# Happy Birthday Katie H!



## Cooking Goddess

A very happy birthday to our dear Katie! I hope you have a wonderful birthday. I'm sure Glenn will treat you like a queen.


----------



## Sagittarius

Happy Birthday Katie. 

Have  a  fantastic day enjoying this special time ..


----------



## Andy M.

Happy Birthday!


----------



## Aunt Bea

Happy Birthday, Katie!!!


----------



## msmofet

Happy birthday Katie!


----------



## Dawgluver

Happy Birthday, Katie!!


----------



## GotGarlic

Have a wonderful birthday, Katie! [emoji813]


----------



## Kayelle

Have a wonderful day Katie!


----------



## bethzaring

Hi Katie....I hope you have a wonderful birthday!!


----------



## Kaneohegirlinaz

A very Happy Birthday Katie!


----------



## Uncle Bob

Happy Burfday Miss Katie!!


----------



## buckytom

Happy Birthday, Cuz!!! I hope you have a wonderful day, and a happy and healthy year to come.


----------



## Cheryl J

Happy birthday, Katie!  Here's to a great upcoming year for you and yours!


----------



## Katie H

Thank you, everyone, for all the wonderful birthday wishes and comments.

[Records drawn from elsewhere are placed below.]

PR #845, opened 2020-03-02
Async write operation should not throw Exception for serializing error

jiajunwang:
### Issues

- [x] My PR addresses the following Helix issues and references them in the PR description:

#805 

### Description

- [x] Here are some details about my PR, including screenshots of any UI changes:

This change will make the async write operations return error through the async callback instead of throwing exceptions. This change will fix the batch write/create failure due to one single node serializing failure.
In addition, according to serializer interface definition, change ZK related serializers to throw ZkMarshallingError instead of ZkClientException.

### Tests

- [x] The following tests are written for this issue:

testAsyncWriteOperations

- [x] The following is the result of the "mvn test" command on the appropriate module:

Failed tests: 
  TestJobQueueCleanUp.testJobQueueAutoCleanUp » ThreadTimeout Method org.testng....
  TestWorkflowTermination.testWorkflowJobFail:251->verifyWorkflowCleanup:257 expected:<true> but was:<false>

Tests run: 1086, Failures: 2, Errors: 0, Skipped: 0

[INFO] ------------------------------------------------------------------------
[INFO] BUILD FAILURE
[INFO] ------------------------------------------------------------------------

retrun:

Tests run: 8, Failures: 0, Errors: 0, Skipped: 0

[INFO] ------------------------------------------------------------------------
[INFO] BUILD SUCCESS
[INFO] ------------------------------------------------------------------------
[INFO] Total time: 57.613 s
[INFO] Finished at: 2020-03-02T16:43:29-08:00
[INFO] ------------------------------------------------------------------------

### Commits

- [x] My commits all reference appropriate Apache Helix GitHub issues in their subject lines. In addition, my commits follow the guidelines from "[How to write a good git commit message](http://chris.beams.io/posts/git-commit/)":
  1. Subject is separated from body by a blank line
  1. Subject is limited to 50 characters (not including Jira issue reference)
  1. Subject does not end with a period
  1. Subject uses the imperative mood ("add", not "adding")
  1. Body wraps at 72 characters
  1. Body explains "what" and "why", not "how"

### Documentation (Optional)

- [ ] In case of new functionality, my PR adds documentation in the following wiki page:

(Link the GitHub wiki you added)

### Code Quality

- [x] My diff has been formatted using helix-style.xml 
(helix-style-intellij.xml if IntelliJ IDE is used)

PR #976, opened 2020-04-28
Fix incorrect exception type and confusing assertion messages

### LINKED ISSUE #975: Assertion messages and exception type in TestZNRecordSizeLimit are incorrect
```
    try {
      _gZkClient.writeData(path2, largeRecord);
    } catch (HelixException e) {
      Assert.fail("Should not fail because data size is larger than 1M since compression applied");
    }
```

- The message should be "Should succeed because data size is smaller than 1M since compression applied"
- `HelixException` should be `ZkMarshallingError` because the exception type is changed in ZNRecord serializer.

pkuwm:
### Issues

Fixes #975 

### Description

The message should be "Should succeed because data size is **smaller** than 1M since compression applied"
`HelixException` should be `ZkMarshallingError` because the exception type is changed in ZNRecord serializer.

### Tests

TestZNRecordSizeLimit

Doesn't change any other code. Just ran this test.

Default Suite
Total tests run: 4, Failures: 0, Skips: 0

### Commits

### Documentation (Optional)

### Code Quality

### DIFF
--- a/helix-core/src/test/java/org/apache/helix/manager/zk/TestZNRecordSizeLimit.java
+++ b/helix-core/src/test/java/org/apache/helix/manager/zk/TestZNRecordSizeLimit.java
@@ -45,7 +45,7 @@ public class TestZNRecordSizeLimit extends ZkUnitTestBase {
   private static Logger LOG = LoggerFactory.getLogger(TestZNRecordSizeLimit.class);
 
   private static final String ASSERTION_MESSAGE =
-      "Should succeed because compressed data is smaller than 1M";
+      "Should succeed because compressed data is smaller than 1M. Caused by: ";
 
   @Test
   public void testZNRecordSizeLimitUseZNRecordSerializer() {
@@ -90,7 +90,7 @@ public class TestZNRecordSizeLimit extends ZkUnitTestBase {
     try {
       _gZkClient.writeData(path2, largeRecord);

Yesterday was a lazy laid-back day.  Didn't do much but required menial tasks around the house.  I did clean the filter on the pool a couple of times because it's still getting up to speed for the new season.

Glenn took me out to lunch at our favorite restaurant that serves fried catfish.  It's about an hour away but welllllll worth the drive.  The fish is as crispy as you could ever want, lightly breaded, never oily and always moist and hot.  Oh, so good!!  We had the "usual" sides:  potato (baked for fries), sliced sweet onion, long spear of dill pickle, hush puppies (also perfect), a bowl of white beans, slaw and iced tea.

We deliberately ate only half our fish so we could, finally, have a piece of their homemade pie for dessert.  A local woman makes them and she is a dessert wizard.  We'll have our leftover pieces of catfish for supper tonight.  Thought about having them for lunch but there's way too much for lunch.  Better served for supper.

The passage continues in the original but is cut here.